Harvesting - piveau consus#

Consus is an extract, transform and load (ETL) like framework.

When you need to fetch data or metadata from a source, Consus provides you a high performant and high scalable solution based on microservices and container technology.


Concept#

The basic concept of Consus is that of a Pipe.

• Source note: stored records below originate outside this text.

Issue #172, opened 2026-03-06
HUD lines truncated/hidden in narrow terminal splits


xiangboit:
## Problem

When using terminal splits (e.g. tmux panes, VS Code split terminal, iTerm2 split), the HUD output gets truncated by the terminal. Lines like **MCP servers**, **Bash/Edit/Glob tool counts**, and **todo progress** are pushed off-screen and replaced by system prompts.

Only the first 1-2 lines (model info + context bar) remain visible. The rest of the HUD content is effectively hidden.

## Environment

- macOS + iTerm2 / VS Code integrated terminal
- Terminal width: ~80 cols (split pane)
- claude-hud v0.0.9

## Expected Behavior

HUD should adapt to narrow terminals by either:
- Condensing information into fewer lines
- Prioritizing the most important lines (e.g. usage, context) when space is limited
- Collapsing less critical sections (tools, todos, agents) at narrow widths

## Current Behavior

All lines are rendered at full width regardless of available terminal space. In narrow splits, the lower lines are pushed below the visible area and get overwritten by Claude Code's own output.

## Possible Approaches

1. **Responsive line collapsing** — detect terminal width and hide low-priority lines when below a threshold
2. **Compact mode** — a config option for a minimal single-line or two-line layout
3. **Priority-based rendering** — always show usage + context, conditionally show tools/todos/agents based on available rows

Happy to help implement if there's a preferred direction.

ashishtiwari03:
Hi! I’d like to take a look at this issue. My initial idea is to detect terminal width and render a compact HUD layout when the width is below a threshold. Please let me know if that approach aligns with the intended direction before I start working on a fix.

jarrodwatts:
Closing as already resolved on current main. The renderer now wraps output to terminal width and keeps activity lines visible, with regression coverage in tests/render-width.test.js. If you can still reproduce on the latest release, please reopen with the exact viewport/terminal behavior you see.

PR #174, opened 2026-03-06
fix(usage): prevent cross-process usage API stampedes

jarrodwatts:
## Problem

The merged fix in #168 changed the `User-Agent`, but that did not address the real issue. The underlying failure mode is a cross-process cache stampede:

- Claude HUD runs as a new process on each render
- usage data is cached on disk for 60s on success / 15s on failure
- when that cache expires, multiple terminals can miss it at the same time
- each process then makes its own `/api/oauth/usage` request with the same token
- Anthropic rate limits per token, so concurrent refreshes can produce `429` responses and make usage show `⚠` or disappear

## Root Cause Investigation

I reproduced the issue deterministically in tests rather than relying on anecdotal `User-Agent` behavior.

The important finding is:

- the problem is not the specific non-empty `User-Agent`
- the problem is uncoordinated refreshes after cache expiry across multiple HUD processes

## Fix

This PR changes the usage cache flow to coordinate refreshes across processes:

- add a file lock so only one process refreshes usage at a time
- followers reuse stale cached usage while the leader refreshes expired data
- cold-start followers wait briefly for the fresh cache instead of issuing duplicate requests
- clean up the lock in `clearCache()`
- restore an honest HUD `User-Agent` instead of impersonating `claude-code`

## Tests

Added regression coverage for the actual issue:

- concurrent cache misses only trigger one fetch
- expired cache remains visible while a refresh is in flight
- `User-Agent` remains non-empty and identifies `claude-hud`

## Validation

- `npm test` ✅ (231 pass, 0 fail, 1 skip)

## Related

- Supersedes the root-cause analysis from #168


xiangboit:
Thanks for implementing this properly — the atomic lock with `O_EXCL` and the cold-start polling are solid improvements over what I had in mind.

Technically speaking, a pipe is the orchestration of several modules, each module represents a step of processing data. An example Pipe is that of a harvester where data processing modules orchestrate to a chain, usually an importer, a transformer, and an exporter.

Pipe
A pipe is the chaining of data processing Pipe Segments. A pipe can be in two different states, definition and instance. Before a pipe can be executed, the definition needs to be "instantiated". Starting the pipe means passing an instance to the first segment.
Pipe Descriptor
JSON or YAML description of a Pipe.
Pipe Definition
The semantic content of a Pipe Descriptor. Usually, it contains some metadata about the Pipe and the chaining information of one or more Pipe Segments plus their configuration. It lacks the information about real connecting information, single execution information and usually any payload.
Pipe Instance
To execute a Pipe, the Pipe Definition must be instantiated to a pipe instance. Technically speaking, an instance is the Pipe Definition, applied for real addresses of segment implementations (Pipe Modules), execution information like run id and start time, an optional Pipe Payload, and optionally run specific segment configurations. You can then use the instance to start the pipe by passing it to the first segment.
Pipe Segment
A description of a single module, program or entity that is able to be part of a Pipe.
Pipe Payload
Data embedded in a Pipe Instance.
Pipe Module
An entity that implements a Pipe Segment.
Pipe Run
The execution of the Pipe. To start a run pass a Pipe Instance to the first Pipe Module.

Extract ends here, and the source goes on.